Hate to burst ya bubble mate, it already is:laugh:


----------



## Seyyed-Merat (Sep 1, 2007)

DB said:



> I love all the people that say they wouldn't touch Jordon!
> 
> LOL! yeah ok then! if she was naked i'm sure u'd beat her off!


x2 its easy to say shes a ho and a slag etc when shes not right infront of you! I wouldnt kick her out of my bed if she crawled in and belched like a man :lol:


----------



## YetiMan1436114545 (Dec 7, 2007)

james_dlboxing said:


> lmaoo ive done mma and still doing boxing i carried on with boxing becus its alot more physically demanding itll never be bigger than boxing


What place did you train at? MMA is far more psychically demanding. Do you mean, you got owned because its not a 1 dimensional fight and you have no ground game (your a boxer so you wouldn't) so sticking to what you know?


----------



## Seyyed-Merat (Sep 1, 2007)

YetiMan said:


> What place did you train at? MMA is far more psychically demanding. Do you mean, you got owned because its not a 1 dimensional fight and you have no ground game (your a boxer so you wouldn't) so sticking to what you know?

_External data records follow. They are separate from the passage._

PR #134, opened 2026-07-29
refactor(dynamodb): cut the trigger list and the duplicated step order

ericrisco:
Migrates `skills/dynamodb` to the Claude-5-era authoring rubric. Context pass only — no
recommendation, version, figure or command changed.

| metric | before | after |
|---|---|---|
| `description` chars | 879 | 348 |
| body bytes | 13296 | 12221 |
| body lines | 217 | 204 |
| `scripts/eval-lint.sh` | PASS | **PASS** (6 should_trigger / 5 should_not_trigger / 1 capability) |

## Description

The old one carried a nine-phrase `Triggers:` list in English, Spanish and Catalan — 531 of its 879
characters — sitting in context on every turn the skill is installed, invoked or not. The model
matches by meaning, so the list bought nothing. The new description keeps what it does, when to reach
for it, and the two boundaries that discriminate it from its nearest siblings:

> Use when modeling or operating a DynamoDB table: deriving partition/sort keys from access patterns,
> single-table vs table-per-entity, adding a GSI/LSI, on-demand vs provisioned capacity, or diagnosing
> hot-partition throttling. NOT relational schema/SQL/EXPLAIN (that is `postgresdb`), NOT
> aggregation-pipeline document modeling (that is `mongodb`).

## What went

- **"The non-negotiable order"** — a four-item rule bank restating the opening paragraph and the
  Step 1-4 headings for a third time. Its load-bearing reasons were not dropped, they moved next to
  the step each governs: "you cannot query what your keys do not express" now opens Step 1, the
  post-launch migration cost (new table + backfill + dual-write) opens Step 2, and "capacity mode is
  billing, not modeling" opens Step 4.
- **The trailing "References & siblings" index** — both reference links already appeared inline at
  point of use, so the index was a second copy of the same two links. Their descriptions were folded
  into those inline mentions; nothing about what each reference contains was lost, and both files
  remain linked from the body.
- **The trailing "verify.sh" section** — folded into Step 1, beside the artifact the script checks.

## What stayed, deliberately

- **The anti-patterns table, untouched.** Nine concrete failure modes, each with a why and a fix,
  already in `Anti-pattern | Do instead` shape with no excuse/STOP framing — the rubric requires it.
- **Both decision tables** (single-table vs table-per-entity; capacity mode by traffic shape) — the
  flow genuinely branches at both.
- **The "what you produce / what you refuse" contract** and the route-elsewhere map, which names six
  engines the description has no room for (`mysql`, `redis`, `vector-db`, `aws-essentials`,
  `deployment`, `secure-coding`).
- **Every figure verbatim** — 400 KB item cap, 1 MB page, 3,000 RCU / 1,000 WCU per partition, 20 GSI
  / 5 LSI quotas, the 10 GB LSI item-collection cap, RRU/WRU pricing and the Nov-2024 cut.

## Checks

- `bash scripts/eval-lint.sh` → `dynamodb PASS`.
- `references/access-patterns.md` and `references/capacity-and-limits.md` both still linked from the
  body.
- `../postgresdb/SKILL.md`, `../deployment/SKILL.md`, `../secure-coding/SKILL.md` all resolve.
- `manifest.json` untouched — it is derived and regenerated centrally after merge.

### DIFF
--- a/skills/dynamodb/SKILL.md
+++ b/skills/dynamodb/SKILL.md
@@ -1,6 +1,6 @@
 ---
 name: dynamodb
-description: "Use when designing or operating an Amazon DynamoDB table - modeling entities and relationships without joins, choosing partition/sort keys, deciding single-table vs table-per-entity, adding a GSI/LSI, picking on-demand vs provisioned capacity, or diagnosing throttling. Triggers: 'design a DynamoDB table', 'model one-to-many / many-to-many without joins', 'single-table design worth it?', 'query the same data by two different keys' (inverted GSI), 'writes throttled even though I'm under my provisioned capacity' (hot partition), 'on-demand or provisioned?', 'why does my Query only return some rows?' (1 MB page), 'diseña la tabla DynamoDB para estos patrones de acceso', 'modela aquesta relació amb clau composta a DynamoDB'. NOT relational schema / SQL / EXPLAIN / B-tree indexing (that is postgresdb), and NOT document modeling with aggregation pipelines (that is mongodb)."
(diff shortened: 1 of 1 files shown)


ericrisco:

x2, a boxer can go in and outside depending on his style, in mma, outside fighting doesnt do ****! You have to go inside at least a few times to land shots, try to grapple next time james, you will be saying somthing diffrent afterwards about mma.


----------



## Dantreadz85 (Jun 4, 2009)

YetiMan said:


> What place did you train at? MMA is far more psychically demanding. Do you mean, you got owned because its not a 1 dimensional fight and you have no ground game (your a boxer so you wouldn't) so sticking to what you know?


ha ha more than likely .

yeti man u know alex reid personally??


----------



## james_dlboxing (Sep 2, 2009)

so an mma fighter can go 12round contant non stop punching, nope they wud probably die


----------



## Seyyed-Merat (Sep 1, 2007)

james_dlboxing said:


> so an mma fighter can go 12round contant non stop punching, nope they wud probably die


A boxer dosnt punch non stop! lol :lol: :lol: :lol: if they did they wouldnt last 2 rounds haha


----------



## Eklektik (May 15, 2009)

james_dlboxing said:


> so an mma fighter can go 12round contant non stop punching, nope they wud probably die


you've just answered your own question there....

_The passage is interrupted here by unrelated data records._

PR #136, opened 2026-07-29
refactor(firebase): migrate to the Claude-5-era authoring rubric

ericrisco:
Context-engineering pass on `skills/firebase/SKILL.md`. No content changes — every recommendation, version, limit, command and security-rule example is byte-identical or preserved verbatim in a new position.

## Numbers

| | Before | After |
|---|---|---|
| `description` | 718 chars | **333 chars** |
| Body | 251 lines / 14596 bytes | **237 lines / 13370 bytes** |

The description is the expensive half: it sits in context on every turn the skill is installed, invoked or not. It now reads *what it does · when · an explicit NOT boundary* and nothing else.

## What went

- **The `Triggers: '…'` phrase list** — five English phrasings plus a Catalan and a Spanish one. The model matches by meaning; a keyword list in three languages is pure per-turn cost. Those exact phrasings already exist as eval cases (including the Catalan Security Rules prompt and the emulator/requires-an-index one), which is where they are actually tested.
- **The `## When to use / When NOT to use` "When to use" bullets** — six bullets restating the description one layer down.
- **A duplicated opening fact** — "Shape data for reads" and "you shape data for the read path" were the same claim stated twice, ten lines apart. Merged into one bullet, no claim dropped.

## What stayed, deliberately

- **Every "When NOT to use" routing target**, re-columned into a compact table: `postgresdb`, `supabase`, `dynamodb`, `mongodb`, `gcp-essentials`, `react` / `nextjs`. These are boundary discrimination, not restatement — only `supabase` appears in the description. The supabase row keeps its "most-confused sibling, same BaaS shape / different data model and rules language" note.
- **The anti-patterns table verbatim.** Not a hybrid case: it was already `Anti-pattern | Why it's wrong | Do instead` with no STOP / excuse framing to strip.
- **All substance:** the bad/good Security Rules pair, the Storage rules pair, the modular-vs-namespaced SDK pair, the 1 MiB document limit, the ~1 sustained write/sec hotspot and sharded counters, rules-are-not-filters, `get`/`list` split, App Check, Blaze-plan requirement, Web SDK v12 / Node.js 22 / functions v7, the emulator-does-not-enforce-composite-indexes gotcha, and the client-API-key-is-not-a-secret note.
- **No result-envelope block was added** — this skill never had one.

## Invariants checked

- All three `references/` files (`data-modeling.md`, `security-rules.md`, `cloud-functions.md`) remain linked inline at point of use.
- `../postgresdb/SKILL.md` and `../nextjs/SKILL.md` resolve.
- `manifest.json` untouched (derived — orchestrator regenerates).
- Only `skills/firebase/SKILL.md` is in the diff.

### DIFF
--- a/skills/firebase/SKILL.md
+++ b/skills/firebase/SKILL.md
@@ -1,6 +1,6 @@
 ---
 name: firebase
-description: "Use when building on Firebase — modeling Firestore data, writing or auditing Security Rules, wiring Auth, shipping Cloud Functions, storing files in Cloud Storage, or choosing modular Web/Admin SDK imports — and when symptoms appear like 'my database is open to the internet', 'rules reject my query', a counter stuck at 1 write/sec, custom-claim RBAC, or a callable function. Triggers: 'firestore.rules audit', 'denormalize for read paths', 'collection vs subcollection', 'my query works in the emulator but fails in prod with requires-an-index', 'set a custom admin claim', 'regles de seguretat de Firestore', 'mi base de datos está abierta a internet'. NOT managed-Postgres BaaS with SQL and RLS (that is supabase)."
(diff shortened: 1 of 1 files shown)


ericrisco:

MMA fights are less rounds BECAUSE ITS MORE PHYSICALLY DEMANDING!!!!!! IE you get knackered in a much shorter time...

I boxed for 3 years and have done mma for 4-5 and i'll put my house on the fact that a 3 minute round of mma with an evenly matched fighter is more demanding than a 3 minute round of boxing with an evenly matched fighter....


----------



## YetiMan1436114545 (Dec 7, 2007)

james_dlboxing said:


> so an mma fighter can go 12round contant non stop punching, nope they wud probably die


Yes 12x3 min round with 1 min break in between, not constant punching with a lot of clinch work for resting.

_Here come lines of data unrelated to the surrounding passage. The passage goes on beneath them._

PR #137, opened 2026-07-29
refactor(e-signature): cut the trigger list, fold the rule bank into the steps it governs

ericrisco:
Context-engineering pass on `skills/e-signature/SKILL.md` per `scripts/skill-migration-brief.md` and `scripts/skill-rubric.md`. Format only — no recommendation, version, figure, command or legal claim was changed.

## Numbers

| | Before | After |
|---|---|---|
| description | 744 chars | **349 chars** |
| body | 12566 bytes / 185 lines | **12005 bytes / 185 lines** |

## What went

- **The `Triggers:` list** — ten quoted phrases in English, Spanish and Catalan. It is in context on every turn the skill is installed, invoked or not, and the model matches by meaning. The new description leads with "Use when", names both providers and the SES/AES/QES decision, and keeps an explicit `NOT` boundary against `contracts` (drafting the text) and `document-processing` (extracting fields) — both verified to exist under `skills/`.
- **The "Three rules" bank.** It restated the three sections directly below it. Each rule was moved next to the step it governs rather than deleted:
  - tier-first → the intro of *Decision: which legal tier do you need?*
  - sandbox / `test_mode` → *Auth & setup*, where the base path is actually configured
  - "a send is not done at `sent`" → the opening of *Webhooks / completion*
- **The boundary paragraph** that repeated the description in prose, compressed to one sentence that still carries both `../contracts/SKILL.md` and `../document-processing/SKILL.md` links.

## What stayed, on purpose

- **Every legal claim, word for word**: ESIGN Act + UETA has no tiers, eIDAS 2.0 / Reg (EU) 2024/1183 in force since May 2024, "a typed name (SES) is binding for most B2B in the US and EU", the AES/QES escalation and the hand-off to a lawyer. In this domain a trimmed legal statement is a changed one.
- The SES/AES/QES tier table and the DocuSign vs Dropbox Sign comparison — the flow genuinely branches on both.
- All SDK versions (`docusign-esign` 9.0.0, `@dropbox/sign` 1.11.0) and pricing figures, the env-var table, both send flows, the JWT Grant five steps, and the HMAC verification code.
- **The eight-row anti-patterns table.** The rubric requires one; this is a true `Anti-pattern | Why it is wrong | Do instead` table naming concrete failure modes, not a borrowed rationalization/STOP block, so it was kept as-is.
- The `Verify` section describing `scripts/verify.sh`, and the closing routes to `../gdpr-privacy/SKILL.md` and `../webhooks/SKILL.md`.

## Invariants checked

- All three `references/` files (`docusign.md`, `dropbox-sign.md`, `legal-tiers.md`) are still linked inline from the body.
- All four `../<sibling>/SKILL.md` links resolve.
- `name` matches the directory id, `origin: risco` intact, description parses as single-line quoted YAML at 349 chars.
- `manifest.json` untouched (derived — the orchestrator regenerates it).

### DIFF
--- a/skills/e-signature/SKILL.md
+++ b/skills/e-signature/SKILL.md
@@ -1,6 +1,6 @@
 ---
 name: e-signature
-description: "Use when adding legally-valid electronic-signature flows to documents — sending a PDF or template for signature, embedding signing in your own app, tracking status, verifying signing webhooks, and retrieving the signed PDF plus its audit trail via DocuSign or Dropbox Sign. Triggers: 'send this contract for signature', 'create a DocuSign envelope', 'signature_request/send', 'embed signing in our app', 'notify us when it's signed', 'set up DocuSign JWT auth', 'is a typed-name signature legally binding?', 'do we need QES for EU customers?', 'enviar a firmar', 'firma electrònica amb validesa legal'. NOT drafting the contract text itself (that is contracts) and NOT OCR/parsing/extracting fields from documents (that is document-processing)."
+description: "Use when wiring an e-signature flow with DocuSign or Dropbox Sign — picking the SES/AES/QES legal tier, sending a PDF or template for signature, embedded signing, verifying signing webhooks, retrieving the signed PDF plus audit trail. NOT drafting contract text (that is `contracts`), NOT extracting fields from PDFs (that is `document-processing`)."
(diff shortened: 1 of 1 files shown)


ericrisco:

PR #138, opened 2026-07-29
refactor(fly-io): Claude-5 rubric pass — description 565→343, drop the trigger list and the reference tail

ericrisco:
Claude-5-era authoring rubric pass on `fly-io`. Context-engineering only — no recommendation,
version, command, region code or figure changed.

## Numbers

| | before | after |
|---|---|---|
| description chars | 565 | **343** |
| SKILL.md bytes | 11747 | **11347** |
| SKILL.md lines | 206 | **197** |

## What went

- **The `Triggers:` phrase list** — seven quoted phrases in English and Catalan, ~220 chars in
  every user's context on every turn the skill is installed, invoked or not. The model matches by
  meaning; the list bought no routing it did not already have.
- **The `vercel` boundary** — the weakest of the old NOTs. Replaced by `deployment`, which is the
  sibling a reader is actually at risk of confusing this with (choosing a host vs operating on
  Fly). `railway` stays as the nearest-PaaS boundary. The `vercel` eval negative is untouched.
- **The six-line "Related skills" tail.** Three entries were already inline at point of use —
  `docker` at `[build]`, `postgresdb` in the anti-patterns row on unmanaged Fly Postgres,
  `secure-coding` after the secrets bad/good pair. The other three moved to where they route:
  `railway` in the opening paragraph, `domains-dns` beside the fly.toml field-surface pointer,
  `scaling` at the end of the scaling-lever section. Every link survives; all six resolve.

## What stayed, and why

- **The anti-patterns table.** Required by dimension 3, and its ten rows name concrete failure
  modes with a "why it bites" column — not a rationalization bank restating rules above it.
- **Both decision tables.** The region strategy branches on stateless vs volume-backed; the
  scaling table branches on autostop vs `scale count` vs `fly-autoscaler` vs `fly-replay`. Real
  forks, not decoration.
- **Both bad/good pairs** (shared-volume `[[mounts]]`, secret in `[env]`) — they teach the two
  gotchas that cost the most, by demonstration.
- **The Mental model section.** Five lines that make everything after them readable; the
  Volumes-are-pinned fact in particular is what the whole stateful half of the skill rests on.
- **The Verify section** for `scripts/verify.sh`.

## Checks

- `bash scripts/eval-lint.sh` → `fly-io PASS (6/4/1)`
- Both `references/` files still linked from the body: `fly-toml.md`, `multi-region.md`
- All six `../<sibling>/SKILL.md` links resolve
- Frontmatter parses; `name: fly-io` matches the dir, `origin: risco` present

### DIFF
--- a/skills/fly-io/SKILL.md
+++ b/skills/fly-io/SKILL.md
@@ -1,6 +1,6 @@
 ---
 name: fly-io
-description: "Use when deploying or operating an app on Fly.io — writing fly.toml, running Machines across regions near users, attaching Volumes, managing secrets, or scaling (autostop/autostart, scale count, fly-replay). Triggers: 'fly deploy', 'fly launch', 'desplega a Fly.io a prop dels usuaris', 'users in Sydney see high latency but my app only runs in iad', 'scale my Fly app to zero overnight', 'attach a persistent disk to my Fly machine', 'forward writes to the primary region'. NOT a generic git-push PaaS (that is railway), NOT frontend edge hosting (that is vercel)."
+description: "Use when deploying or operating an app on Fly.io — writing fly.toml, placing Machines in regions near users, attaching Volumes, managing secrets, or picking a scaling lever (autostop/autostart, scale count, fly-replay). NOT choosing which host to deploy on (that is `deployment`), NOT a git-push PaaS with no regions model (that is `railway`)."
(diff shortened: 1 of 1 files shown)


ericrisco:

or 3x5 min round or 5x5 min round. I seen boxers come train MMA giving it the large about how fit they are, they always end up ****ed once it goes from stand up. They try and clinch for a breather, your taking them down ground and pounding them and putting your weight on them.

This is nothing against boxers, I have a lot of respect but to say it is more demanding...


----------



## Dantreadz85 (Jun 4, 2009)

boxing 12 rounds *usually* = maybe a few minutes of punching and a lot of hug hug punch hug hug some more maybe a jab to another hug yawn

mate seriosuly thay dont jus do a few 5 min rounds because they want it short , its jus that phsically demanding


----------



## Seyyed-Merat (Sep 1, 2007)

I dont think you could even shadow box 12 rounds straight of non stop punching, Im not saying boxing is a bad sport, its great but to say its more demanding is a little absurd, thats just as ignorant as floyd mayweather's opinion on MMA.


----------



## james_dlboxing (Sep 2, 2009)

1 round in boxing 100 punches can be thrown

1round mma do they even get out the teens? with punches or kicks, and it isnt very excited wen they start cuddling each other on the floor resting...


----------



## james_dlboxing (Sep 2, 2009)

floyd mayweather got it down to a T

shadow boxing 12round non stop isnt tht hard tbh i just dont agree mma is more demanding


----------



## Seyyed-Merat (Sep 1, 2007)

james_dlboxing said:


> 1 round in boxing 100 punches can be thrown
> 
> 1round mma do they even get out the teens? with punches or kicks, and it isnt very excited wen they start cuddling each other on the floor resting...


Hater:laugh:

Come on have you grappled? wrestled? ever tried to get out of somones guard when their on full mount? :confused1:


----------



## Eklektik (May 15, 2009)

james_dlboxing said:


> 1 round in boxing 100 punches can be thrown
> 
> 1round mma do they even get out the teens? with punches or kicks, and it isnt very excited wen they start cuddling each other on the floor resting...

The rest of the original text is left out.